Thickness-dependent properties of transparent conductive oxides for epsilon-near-zero applications

TL;DR

This paper demonstrates how the optical properties of transparent conductive oxides can be tuned by adjusting film thickness, enabling enhanced ENZ effects and potential for all-optical switching devices.

Contribution

It introduces a method to control ENZ resonance in TCO films through thickness variation, expanding their application in tunable photonic devices.

Findings

Thickness-dependent ENZ resonance observed in TCO films.

Thinner films exhibit higher electric field confinement for TM polarization.

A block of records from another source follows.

PR #4851, opened 2024-04-11
Introduction of serialization instances in support of ledger peer snapshot

crocodile-dentist:
# Description

This change adds support for serialization of ledger peers by defining instances for its subcomponent types. The snapshot type will be introduced in a future commit.

# Checklist

- Branch
- Pull Request
    - [ ] Self-reviewed the diff
      - What does this PR change?
    - [ ] Reviewer requested

### DIFF
--- a/ouroboros-network-api/CHANGELOG.md
+++ b/ouroboros-network-api/CHANGELOG.md
@@ -9,6 +9,11 @@
 * Transplanted `accBigPoolStake` and `reRelativeStake` from ouroboros-network
   `LedgerPeers` module to expose functionality that facilitates serializing
   of big ledger peers via LocalStateQuery miniprotocol.
+* Introduced `LedgerPeerSnapshot` type for values of big ledger peers obtained
+  from the ledger at a particular volatile tip.
+  * New type supports CBOR & JSON for serialisation purposes.
+  * Ledger peer snapshot is versioned in case changes need to be made to the
+    encoding format in the future.
 
 * Added `Measure` and `BoundedMeasure` instances for `SizeInBytes`.
 
--- a/ouroboros-network-api/src/Ouroboros/Network/PeerSelection/LedgerPeers/Type.hs
+++ b/ouroboros-network-api/src/Ouroboros/Network/PeerSelection/LedgerPeers/Type.hs
@@ -1,7 +1,15 @@
 {-# LANGUAGE DeriveAnyClass             #-}
 {-# LANGUAGE DeriveGeneric              #-}
-{-# LANGUAGE DerivingStrategies         #-}
+{-# LANGUAGE DerivingVia                #-}
+{-# LANGUAGE FlexibleInstances          #-}
 {-# LANGUAGE GeneralizedNewtypeDeriving #-}
+{-# LANGUAGE LambdaCase                 #-}
+{-# LANGUAGE OverloadedStrings          #-}
+{-# LANGUAGE PatternSynonyms            #-}
+{-# LANGUAGE ScopedTypeVariables        #-}
+{-# LANGUAGE TypeApplications           #-}
+
+{-# OPTIONS_GHC -fno-warn-orphans       #-}
 
 -- | Various types related to ledger peers.  This module is re-exported from
 -- "Ouroboros.Network.PeerSelection.LedgerPeers".
@@ -15,16 +23,130 @@ module Ouroboros.Network.PeerSelection.LedgerPeers.Type
   , UseLedgerPeers (..)
   , AfterSlot (..)
   , LedgerPeersKind (..)
+  , LedgerPeerSnapshot (.., LedgerPeerSnapshot)
   , isLedgerPeersEnabled
   ) where
 
-import Cardano.Slotting.Slot (SlotNo (..), WithOrigin)
+import Control.Monad (forM)
+import Data.ByteString.Char8 qualified as BS
+import Data.List.NonEmpty (NonEmpty)
+import Data.Text.Encoding (decodeUtf8)
+import GHC.Generics (Generic)
+import Text.Read (readMaybe)
+
+import Cardano.Binary (FromCBOR (..), ToCBOR (..))
+import Cardano.Binary qualified as Codec
+import Cardano.Slotting.Slot (SlotNo (..), WithOrigin (..))
 import Control.Concurrent.Class.MonadSTM
 import Control.DeepSeq (NFData (..))
-import Data.List.NonEmpty (NonEmpty)
-import GHC.Generics
+import Data.Aeson
+import Data.Aeson.Types
 import NoThunks.Class
-import Ouroboros.Network.PeerSelection.RelayAccessPoint (RelayAccessPoint)
+import Ouroboros.Network.PeerSelection.RelayAccessPoint
+
+-- |The type of big ledger peers that is serialised or later
+-- provided by node configuration for the networking layer
+-- to connect to when syncing.
+--
+data LedgerPeerSnapshot =
+  LedgerPeerSnapshotV1 (WithOrigin SlotNo, [(AccPoolStake, (PoolStake, NonEmpty RelayAccessPoint))])
+  -- ^ Internal use for version 1, use pattern synonym for public API
+  deriving (Eq, Show)
+
+-- |Public API to access snapshot data. Currently access to only most recent version is available.
+-- Nonetheless, serialisation from the node into JSON is supported for older versions via internal
+-- api so that newer CLI can still support older node formats.
+--
+pattern LedgerPeerSnapshot :: (WithOrigin SlotNo, [(AccPoolStake, (PoolStake, NonEmpty RelayAccessPoint))])
+                           -> LedgerPeerSnapshot
+pattern LedgerPeerSnapshot payload <- LedgerPeerSnapshotV1 payload where
+  LedgerPeerSnapshot payload = LedgerPeerSnapshotV1 payload
+
+{-# COMPLETE LedgerPeerSnapshot #-}
+
+-- | In case the format changes in the future, this function provides a migration functionality
+-- when possible.
+--
+migrateLedgerPeerSnapshot :: LedgerPeerSnapshot
+                          -> Maybe (WithOrigin SlotNo, [(AccPoolStake, (PoolStake, NonEmpty RelayAccessPoint))])
+migrateLedgerPeerSnapshot (LedgerPeerSnapshotV1 lps) = Just lps
+
+instance ToJSON LedgerPeerSnapshot where
+  toJSON (LedgerPeerSnapshotV1 (slot, pools)) =
+    object [ "version" .= (1 :: Int)
+           , "slotNo" .= slot
+           , "bigLedgerPools" .= [ object [ "accumulatedStake" .= fromRational @Double accStake
+                                          , "relativeStake"  .= fromRational @Double relStake
+                                          , "relays"   .= relays']
+                                 | (AccPoolStake accStake, (PoolStake relStake, relays)) <- pools
+                                 , let relays' = fmap RelayAccessPointCoded relays]]
+
+instance FromJSON LedgerPeerSnapshot where
+  parseJSON = withObject "LedgerPeerSnapshot" $ \v -> do
+    vNum :: Int <- v .: "version"
+    parsedSnapshot <-
+      case vNum of
+        1 -> do
+          slot <- v .: "slotNo"
+          bigPools <- v .: "bigLedgerPools"
+          bigPools' <- (forM bigPools . withObject "bigLedgerPools" $ \poolV -> do
+            AccPoolStakeCoded accStake <- poolV .: "accumulatedStake"
+            PoolStakeCoded reStake <- poolV .: "relativeStake"
+            relays <- fmap unRelayAccessPointCoded <$> poolV .: "relays"
+            return (accStake, (reStake, relays))) <?> Key "bigLedgerPools"
+
+          return $ LedgerPeerSnapshotV1 (slot, bigPools')
+        _ -> fail $ "Network.LedgerPeers.Type: parseJSON: failed to parse unsupported version " <> show vNum
+    case migrateLedgerPeerSnapshot parsedSnapshot of
+      Just payload -> return $ LedgerPeerSnapshot payload
+      Nothing      -> fail "Network.LedgerPeers.Type: parseJSON: failed to migrate big ledger peer snapshot"
+
+-- | cardano-slotting provides its own {To,From}CBOR instances for WithOrigin a
+-- but to pin down the encoding for CDDL we provide a wrapper with custom
+-- instances
+--
+newtype WithOriginCoded = WithOriginCoded (WithOrigin SlotNo)
+
+-- | Hand cranked CBOR instances to facilitate CDDL spec
+--
+instance ToCBOR WithOriginCoded where
+  toCBOR (WithOriginCoded Origin) = Codec.encodeListLen 1 <> Codec.encodeWord8 0
+  toCBOR (WithOriginCoded (At slotNo)) = Codec.encodeListLen 2 <> Codec.encodeWord8 1 <> toCBOR slotNo
+
+instance FromCBOR WithOriginCoded where
+  fromCBOR = do
+    listLen <- Codec.decodeListLen
+    tag <- Codec.decodeWord8
+    case (listLen, tag) of
+      (1, 0) -> pure $ WithOriginCoded Origin
+      (1, _) -> fail "LedgerPeers.Type: Expected tag for Origin constructor"
+      (2, 1) -> WithOriginCoded . At <$> fromCBOR
+      (2, _) -> fail "LedgerPeers.Type: Expected tag for At constructor"
+      _      -> fail "LedgerPeers.Type: Unrecognized list length while decoding WithOrigin SlotNo"
+
+instance ToCBOR LedgerPeerSnapshot where
+  toCBOR (LedgerPeerSnapshotV1 (wOrigin, pools)) =
+       Codec.encodeListLen 2
+    <> Codec.encodeWord8 1
+    <> toCBOR (WithOriginCoded wOrigin, pools')
+    where
+      pools' =
+        [(AccPoolStakeCoded accPoolStake, (PoolStakeCoded relStake, neRelayAccessPointCoded))
+        | (accPoolStake, (relStake, relays)) <- pools
+        , let neRelayAccessPointCoded = fmap RelayAccessPointCoded relays]
+
+instance FromCBOR LedgerPeerSnapshot where
+  fromCBOR = do
+    Codec.decodeListLenOf 2
+    version <- Codec.decodeWord8
+    case version of
+      1 -> LedgerPeerSnapshotV1 <$> do
+             (WithOriginCoded wOrigin, pools) <- fromCBOR
+             let pools' = [(accStake, (relStake, relays'))
+                          | (AccPoolStakeCoded accStake, (PoolStakeCoded relStake, relays)) <- pools
+                          , let relays' = unRelayAccessPointCoded <$> relays]
+             return (wOrigin, pools')
+      _ -> fail $ "LedgerPeers.Type: no decoder could be found for version " <> show version
 
 -- | Which ledger peers to pick.
 --
@@ -53,12 +175,18 @@ newtype PoolStake = PoolStake { unPoolStake :: Rational }
   deriving (Eq, Ord, Show)
   deriving newtype (Fractional, Num, NFData)
 
+newtype PoolStakeCoded = PoolStakeCoded PoolStake
+  deriving (ToCBOR, FromCBOR, FromJSON, ToJSON) via Rational
+
 -- | The accumulated relative stake of a stake pool, like PoolStake but it also includes the
 -- relative stake of all preceding pools. A value in the range [0, 1].
 --
 newtype AccPoolStake = AccPoolStake { unAccPoolStake :: Rational }
     deriving (Eq, Ord, Show)
     deriving newtype (Fractional, Num)
+
+newtype AccPoolStakeCoded = AccPoolStakeCoded AccPoolStake
+  deriving (ToCBOR, FromCBOR, FromJSON, ToJSON) via Rational
 
 -- | A boolean like type.  Big ledger peers are the largest SPOs which control
 -- 90% of staked stake.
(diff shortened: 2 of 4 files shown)


ouroboros-network-api/src/Ouroboros/Network/PeerSelection/RelayAccessPoint.hs
```diff
@@ -53,6 +57,35 @@ data RelayAccessPoint = RelayAccessDomain  !DNS.Domain !Socket.PortNumber
...
+    if | mode == 0 ->  do
+         domain <- fromCBOR
+         return $ RelayAccessDomain domain port
+       | mode == 1 -> do
+         ip4 <- IP.IPv4 . IP.toIPv4 <$> fromCBOR
+         return $ RelayAccessAddress ip4 port
+       | mode == 2 -> do
+         ip6 <- IP.IPv6 . IP.toIPv6 <$> fromCBOR
+         return $ RelayAccessAddress ip6 port
+
```
coot, line 88: This PR should also include a test that `fromCBOR` and `toCBOR` are compatible, e.g.
```hs
 fromCBOR . toCBOR = id
```

But also check that the `toCBOR` produces valid CBOR.  This is especially important if we don't have CDDL spec for this definition.   This can be done by encoding and then decoding with [`decodeTermToken`](https://hackage.haskell.org/package/cborg-0.2.10.0/docs/Codec-CBOR-FlatTerm.html#v:decodeTermToken) and validating with ` [`validFlatTerm`](https://hackage.haskell.org/package/cborg-0.2.10.0/docs/Codec-CBOR-FlatTerm.html#v:validFlatTerm); check `prop_codec_valid_cbor_encoding`.

ouroboros-network-api/src/Ouroboros/Network/PeerSelection/RelayAccessPoint.hs
```diff
@@ -53,6 +57,35 @@ data RelayAccessPoint = RelayAccessDomain  !DNS.Domain !Socket.PortNumber
...
+    port <- fromInteger <$> fromCBOR @Integer
+    if | mode == 0 ->  do
+         domain <- fromCBOR
+         return $ RelayAccessDomain domain port
+       | mode == 1 -> do
+         ip4 <- IP.IPv4 . IP.toIPv4 <$> fromCBOR
+         return $ RelayAccessAddress ip4 port
+       | mode == 2 -> do
+         ip6 <- IP.IPv6 . IP.toIPv6 <$> fromCBOR
+         return $ RelayAccessAddress ip6 port
```
coot, line 87: Two things:

* `case` expressions are a better fit (one extension less to use)
* We need a `fail` case so one will get a nice exception when the wrong data is received.

```suggestion
    case mode of
      0 -> do
         domain <- fromCBOR
         return $ RelayAccessDomain domain port
      1 -> do
         ip4 <- IP.IPv4 . IP.toIPv4 <$> fromCBOR
         return $ RelayAccessAddress ip4 port
      2 -> do
         ip6 <- IP.IPv6 . IP.toIPv6 <$> fromCBOR
         return $ RelayAccessAddress ip6 port
      a -> do
         fail ... 
```

coot, line 87: Two things:

* `case` expressions are a better fit (one extension less to use)
* We need a `fail` case so one will get a nice exception when the wrong data is received.

```suggestion
    tag <- decodeWord8
    port <- fromInteger <$> fromCBOR @Integer 
    case tag of
      0 -> do
         domain <- fromCBOR
         return $ RelayAccessDomain domain port
      1 -> do
         ip4 <- IP.IPv4 . IP.toIPv4 <$> fromCBOR
         return $ RelayAccessAddress ip4 port
      2 -> do
         ip6 <- IP.IPv6 . IP.toIPv6 <$> fromCBOR
         return $ RelayAccessAddress ip6 port
      _ -> do
         fail ("RelayAccessPoint decoder: invalid tag " ++ show tag)
```

ouroboros-network-api/src/Ouroboros/Network/PeerSelection/RelayAccessPoint.hs
```diff
@@ -53,6 +57,35 @@ data RelayAccessPoint = RelayAccessDomain  !DNS.Domain !Socket.PortNumber
...
+-- for all its query responses. It appears they provide some improved
+-- debugging diagnostics over Serialize instances.
+instance ToCBOR RelayAccessPoint where
+  toCBOR = mconcat . \case
+    RelayAccessDomain domain port ->
+      [encodeWord8 0, serialize' port, toCBOR domain]
+    RelayAccessAddress (IP.IPv4 ip4) port ->
+      [encodeWord8 1, serialize' port, toCBOR (IP.fromIPv4 ip4)]
+    RelayAccessAddress (IP.IPv6 ip6) port ->
+      [encodeWord8 2, serialize' port, toCBOR (IP.fromIPv6 ip6)]
```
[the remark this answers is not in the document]
coot: Isn't it a bit odd to encode the port before the IP address, domain name? We're all used to `IP:PORT`s.  Although, it's binary encoding so maybe it doesn't really matter.

coot (changes requested):
Very nice, a few comments and a request to write some tests.

ouroboros-network-api/CHANGELOG.md
```diff
@@ -9,6 +9,8 @@
 * Transplanted `accBigPoolStake` and `reRelativeStake` from ouroboros-network
   `LedgerPeers` module to expose functionality that facilitates serializing
   of big ledger peers via LocalStateQuery miniprotocol.
+* Added `ToCBOR` and `FromCBOR` instance definitions for `RelayAccessPoint`
+  in support of upcoming serialization of (big) ledger peers.
```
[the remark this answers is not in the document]
crocodile-dentist: Yes, consensus answers all queries with a toCBOR eventually.

ouroboros-network-api/src/Ouroboros/Network/PeerSelection/RelayAccessPoint.hs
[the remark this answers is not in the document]
crocodile-dentist: Yes, but when port comes first, the FromCBOR instance looks slightly more elegant I think.

ouroboros-network-api/src/Ouroboros/Network/PeerSelection/RelayAccessPoint.hs
crocodile-dentist: You're right, I've missed this.

ouroboros-network-api/src/Ouroboros/Network/PeerSelection/RelayAccessPoint.hs
```diff
@@ -53,6 +57,35 @@ data RelayAccessPoint = RelayAccessDomain  !DNS.Domain !Socket.PortNumber
                       | RelayAccessAddress !IP.IP      !Socket.PortNumber
   deriving (Eq, Ord)
 
+-- | These instances are used to serialize 'LedgerPeerSnapshot'
+-- consensus LocalStateQuery server which uses these instances
+-- for all its query responses. It appears they provide some improved
+-- debugging diagnostics over Serialize instances.
+instance ToCBOR RelayAccessPoint where
```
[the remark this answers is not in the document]
crocodile-dentist: Unfortunately, I think that's the case indeed.

ouroboros-network-api/src/Ouroboros/Network/PeerSelection/RelayAccessPoint.hs
crocodile-dentist: Done.

ouroboros-network-api/src/Ouroboros/Network/PeerSelection/RelayAccessPoint.hs
```diff
@@ -53,6 +57,49 @@ data RelayAccessPoint = RelayAccessDomain  !DNS.Domain !Socket.PortNumber
...
+      0 -> do
+        domain <- fromCBOR
+        return $ RelayAccessDomain domain port
+      1 -> do
+        ip4 <- IP.IPv4 . IP.toIPv4 <$> fromCBOR
+        return $ RelayAccessAddress ip4 port
+      2 -> do
+        ip6 <- IP.IPv6 . IP.toIPv6 <$> fromCBOR
+        return $ RelayAccessAddress ip6 port
+      _ -> fail $ "Unrecognized RelayAccessPoint tag: " <> show constructorTag
```
bolt12, line 101: Is this according to the current CDDL spec?

ouroboros-network-api/src/Ouroboros/Network/PeerSelection/LedgerPeers/Type.hs
```diff
@@ -51,7 +52,7 @@ isLedgerPeersEnabled UseLedgerPeers {}  = True
 --
 newtype PoolStake = PoolStake { unPoolStake :: Rational }
   deriving (Eq, Ord, Show)
-  deriving newtype (Fractional, Num, NFData)
```
bolt12, line 48: I think it would be better to write the instance by hand and document it on the CDDL spec.

ouroboros-network-api/src/Ouroboros/Network/PeerSelection/RelayAccessPoint.hs
bolt12: Also CBOR codecs in ouroboros-network-protocols where the cddl spec is defined and the codecs are defined use:

```
import Codec.CBOR.Decoding qualified as CBOR
import Codec.CBOR.Encoding qualified as CBOR
```

and the `Codec` type. Take a look at how things are done there. I am not sure about defining the CDDL, though because this project doesn't deal with it... hmm

bolt12 (changes requested):

ouroboros-network-api/src/Ouroboros/Network/PeerSelection/RelayAccessPoint.hs
crocodile-dentist: I haven't seen the CDDL spec for this, but I could create one if this is a requirement. I guess we should establish who should own this spec in the first place, us, node or consensus?

ouroboros-network-api/src/Ouroboros/Network/PeerSelection/LedgerPeers/Type.hs
crocodile-dentist: One wrinkle here is that is you look at [Slot](https://github.com/IntersectMBO/cardano-base/blob/master/cardano-slotting/src/Cardano/Slotting/Slot.hs#L40) in cardano-slotting, the SlotNo type, which is a component of the snapshot, has a newtype automatically derived instance for Serialise, which is leveraged by the ToCBOR instance. Same for WithOrigin. And so I might as well bite the bullet and keep my auto derived instances as well I think.

crocodile-dentist: So I've issued a PR to cardano-base so that hand written instances can be made for the WithOrigin type for recording the slot number of the snapshot.

crocodile-dentist: So I've hand written all instances necessary to serialise the snapshot.

ouroboros-network-api/src/Ouroboros/Network/PeerSelection/RelayAccessPoint.hs
crocodile-dentist: The path to writing a spec is opened now that all serialisation instances are hand written.

ouroboros-network-api/src/Ouroboros/Network/PeerSelection/LedgerPeers/Type.hs
```diff
@@ -15,17 +22,134 @@ module Ouroboros.Network.PeerSelection.LedgerPeers.Type
...
+
+          return $ LedgerPeerSnapshotV1 (slot, bigPools')
+        _ -> fail $ "Network.LedgerPeers.Type: parseJSON: failed to parse unsupported version " <> show vNum
+    case migrateLedgerPeerSnapshot parsedSnapshot of
+      Just payload -> return $ LedgerPeerSnapshot payload
+      Nothing      -> fail "Network.LedgerPeers.Type: parseJSON: failed to migrate big ledger peer snapshot"
+
+-- | Hand cranked CBOR instances to facilitate CDDL spec
+--
+instance {-# OVERLAPPING #-} ToCBOR (WithOrigin SlotNo) where
```
bolt12, line 114: Why do you need OVERLAPPING pragma?

ouroboros-network-api/src/Ouroboros/Network/PeerSelection/LedgerPeers/Type.hs
```diff
@@ -15,17 +22,134 @@ module Ouroboros.Network.PeerSelection.LedgerPeers.Type
...
+    case listLen of
+      1 -> do
+        tag <- Codec.decodeWord8
+        if tag == 0 then return Origin else fail "LedgerPeers.Type: Expected tag for Origin constructor"
+      2 -> do
+        tag <- Codec.decodeWord8
+        if tag == 1
+          then At . SlotNo <$> fromCBOR
+          else fail "LedgerPeers.Type: Expected tag for At constructor"
+      _ -> fail "LedgerPeers.Type: Unrecognized list length while decoding WithOrigin SlotNo"
```
bolt12, line 130:
```suggestion
instance {-# OVERLAPPING #-} FromCBOR (WithOrigin SlotNo) where
  fromCBOR = do
    listLen <- Codec.decodeListLen
    tag <- Codec.decodeWord8
    case (listLen, tag) of
      (1, 0) -> pure Origin
      (1, _) -> fail "LedgerPeers.Type: Expected tag for Origin constructor"
      (2, 1) -> At . SlotNo <$> fromCBOR
      (2, _) -> fail "LedgerPeers.Type: Expected tag for At constructor"
      _      -> fail "LedgerPeers.Type: Unrecognized list length while decoding WithOrigin SlotNo"
```

bolt12 (approved):
Looks good to me! I just left some small comments

ouroboros-network-api/src/Ouroboros/Network/PeerSelection/LedgerPeers/Type.hs
crocodile-dentist: There is a ```ToCBOR (WithOrigin a)``` instance in cardano-slotting - I've made a patch PR to make it OVERLAPPABLE there. I'll hold off on merging this one until it gets approved. If not, I guess I can just create a newtype wrapper.

bolt12: If you already have an instance for `WithOrigin` than it is not our responsibility to provide one since that's done in a different place. We should provide instance for types we own, so in this case we can't do much the way I see it! Sorry if I was misleading regarding CBOR instances, but I don't think we should go through the trouble of making these overlappable. They provide the `WithOrigin` instance and we just either need to provide the `SlotNo` instance or get it from somewhere if we don't own that type

crocodile-dentist: Their definition looks like this:
`instance {-# OVERLAPPABLE #-} (Serialise t, Typeable t) => ToCBOR (WithOrigin t) where
  toCBOR = encode`
I guess to have full control of the encoding this is not really useable. I've created a newtype wrapper instead.

ouroboros-network-api/src/Ouroboros/Network/PeerSelection/RelayAccessPoint.hs
```diff
@@ -53,6 +58,49 @@ data RelayAccessPoint = RelayAccessDomain  !DNS.Domain !Socket.PortNumber
                       | RelayAccessAddress !IP.IP      !Socket.PortNumber
   deriving (Eq, Ord)
 
+-- | These instances are used to serialize 'LedgerPeerSnapshot'
+-- consensus LocalStateQuery server which uses these instances
+-- for all its query responses. It appears they provide some improved
+-- debugging diagnostics over Serialize instances.
+instance ToCBOR RelayAccessPoint where
```
coot, line 65: Do we have a round trip tests for `{To,From}CBOR` instances?

ouroboros-network-api/src/Ouroboros/Network/PeerSelection/LedgerPeers/Type.hs
```diff
@@ -15,17 +22,137 @@ module Ouroboros.Network.PeerSelection.LedgerPeers.Type
...
+    listLen <- Codec.decodeListLen
+    tag <- Codec.decodeWord8
+    case (listLen, tag) of
+      (1, 0) -> pure $ WithOriginWrapper Origin
+      (1, _) -> fail "LedgerPeers.Type: Expected tag for Origin constructor"
+      (2, 1) -> WithOriginWrapper . At . SlotNo <$> fromCBOR
+      (2, _) -> fail "LedgerPeers.Type: Expected tag for At constructor"
+      _      -> fail "LedgerPeers.Type: Unrecognized list length while decoding WithOrigin SlotNo"
+
+instance ToCBOR LedgerPeerSnapshot where
```
coot, line 135: Do we have round trip tests for `{To,From}CBOR` instances?

ouroboros-network-api/src/Ouroboros/Network/PeerSelection/LedgerPeers/Type.hs
```diff
@@ -15,17 +22,137 @@ module Ouroboros.Network.PeerSelection.LedgerPeers.Type
...
+{-# COMPLETE LedgerPeerSnapshot #-}
+
+-- | In case the format changes in the future, this function provides a migration functionality
+-- when possible.
+--
+migrateLedgerPeerSnapshot :: LedgerPeerSnapshot
+                          -> Maybe (WithOrigin SlotNo, [(AccPoolStake, (PoolStake, NonEmpty RelayAccessPoint))])
+migrateLedgerPeerSnapshot (LedgerPeerSnapshotV1 lps) = Just lps
+
+instance ToJSON LedgerPeerSnapshot where
```
coot, line 71: Do we have round trip tests for `{To,From}JSON` instances?

coot (changes requested):

ouroboros-network-api/src/Ouroboros/Network/PeerSelection/RelayAccessPoint.hs
crocodile-dentist: Yes.

ouroboros-network-api/src/Ouroboros/Network/PeerSelection/LedgerPeers/Type.hs
crocodile-dentist: Yes.

ouroboros-network-api/src/Ouroboros/Network/PeerSelection/LedgerPeers/Type.hs
crocodile-dentist: Yes.

ouroboros-network-api/src/Ouroboros/Network/PeerSelection/LedgerPeers/Type.hs
```diff
@@ -15,17 +22,137 @@ module Ouroboros.Network.PeerSelection.LedgerPeers.Type
...
+      _      -> fail "LedgerPeers.Type: Unrecognized list length while decoding WithOrigin SlotNo"
+
+instance ToCBOR LedgerPeerSnapshot where
+  toCBOR (LedgerPeerSnapshotV1 (slot, pools)) =
+       Codec.encodeListLen 3
+    <> Codec.encodeWord8 1
+    <> toCBOR (WithOriginWrapper slot)
+    <> toCBOR pools'
+    where
+      pools' = map (\(AccPoolStake accPoolStake, (PoolStake reStake, relays)) -> (accPoolStake, reStake, relays)) pools
```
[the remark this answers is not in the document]
crocodile-dentist: It encodes it as a two element list of Int's: the numerator and denominator.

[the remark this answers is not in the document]
coot: Let's document the encoding in the `LedgerPeerSnapshot` type.

ouroboros-network-api/src/Ouroboros/Network/PeerSelection/LedgerPeers/Type.hs
```diff
@@ -51,14 +178,14 @@ isLedgerPeersEnabled UseLedgerPeers {}  = True
 --
 newtype PoolStake = PoolStake { unPoolStake :: Rational }
   deriving (Eq, Ord, Show)
-  deriving newtype (Fractional, Num, NFData)
+  deriving newtype (Fractional, Num, NFData, Read)
```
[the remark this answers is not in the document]
crocodile-dentist: Done

ouroboros-network-api/src/Ouroboros/Network/PeerSelection/LedgerPeers/Type.hs
```diff
@@ -51,14 +178,14 @@ isLedgerPeersEnabled UseLedgerPeers {}  = True
...
 
 -- | The accumulated relative stake of a stake pool, like PoolStake but it also includes the
 -- relative stake of all preceding pools. A value in the range [0, 1].
 --
 newtype AccPoolStake = AccPoolStake { unAccPoolStake :: Rational }
     deriving (Eq, Ord, Show)
-    deriving newtype (Fractional, Num)
+    deriving newtype (Fractional, Num, Read)
```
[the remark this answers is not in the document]
crocodile-dentist: Done

ouroboros-network-api/src/Ouroboros/Network/PeerSelection/LedgerPeers/Type.hs
crocodile-dentist: There's a test that checks if:
1. CBOR encoding is valid
2. CBOR round trip = identity
3. JSON decodes with the following stipulations:

   - since I've fully qualified every domain name, round trip equality test is modulo this
   - since serialisation of stake is in floating point, comparison to original Rational values is approximate

ouroboros-network-api/src/Ouroboros/Network/PeerSelection/LedgerPeers/Type.hs
crocodile-dentist: Yes, see above.

ouroboros-network-api/src/Ouroboros/Network/PeerSelection/LedgerPeers/Type.hs
```diff
@@ -85,3 +212,40 @@ data LedgerPeersConsensusInterface m = LedgerPeersConsensusInterface {
...
+               Just addr ->
+                 return . RelayAccessPointCoded $ RelayAccessAddress addr port
+            . readMaybe
+
+      Just domain'
+        | Just (_, '.') <- BS.unsnoc domain' ->
+          return . RelayAccessPointCoded $ RelayAccessDomain domain' port
+        | otherwise ->
+          let fullyQualified = domain' `BS.snoc` '.'
+          in return . RelayAccessPointCoded $ RelayAccessDomain fullyQualified port
```
coot, line 251: So this is only to not parse `1.1.1.1.` as an `IP` address.  For that we'd also need a newer version of `iproute`.

I  would avoid this at all. This should be in the ledger rules.

crocodile-dentist: No, IP addresses are handled by the domain constructor. This is a check to ensure that domain name we have read is fully qualified, and if not, add a period at the end. I realize now that this is redundant since I serialise all domain names in fully qualified format - maybe I wrote the former before I added the latter.

coot (approved):
LGTM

Optical properties of TCOs can be tuned in the ENZ regime for device applications.

Abstract

In recent years, epsilon-near-zero (ENZ) materials have attracted much attention due to their unique properties that can be tuned under electrical and optical signals. Furthermore, they allow for a strong enhancement of a nonlinearity close to the ENZ regime, which can have a direct impact on many fields ranging from telecommunications, sensing, quantum optics, to neuromorphic computing. Among the many materials belonging to the ENZ class, transparent conductive oxides (TCOs) are of particular interest because they are very well known to the community and possess very well understood electrical and optical properties. This work extends the direct control of the optical properties of transparent conductive oxides by tailoring the film thickness, which opens new possibilities for ENZ-enhanced photonic applications. It is shown that the thickness-dependent ENZ resonance in the TCO films is equivalent to the power-dependent ENZ resonance as for the same amount of power provided to the TCO film the electric field confinement in the thinner films is highly enhanced for TM polarized light, resulting in the higher electrons effective mass. Thus, the optical properties of TCO can be optically tuned in the ENZ regime, which opens possibilities for a new type of devices that can operate under all-optical switching mechanism.